Give the data again exactly as it is written.

Stored records:
----
Issue #2379, opened 2019-11-20
Issue with upload_max_size in import section of PHPMyadmin


bharatgupta99:
### Info:
- Docker version (`19.03.5, build 633a0ea`):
----
Written response:
Issue #2379, opened 2019-11-20
Issue with upload_max_size in import section of PHPMyadmin


bharatgupta99:
### Info:
- Docker version (`19.03.5, build 633a0ea`):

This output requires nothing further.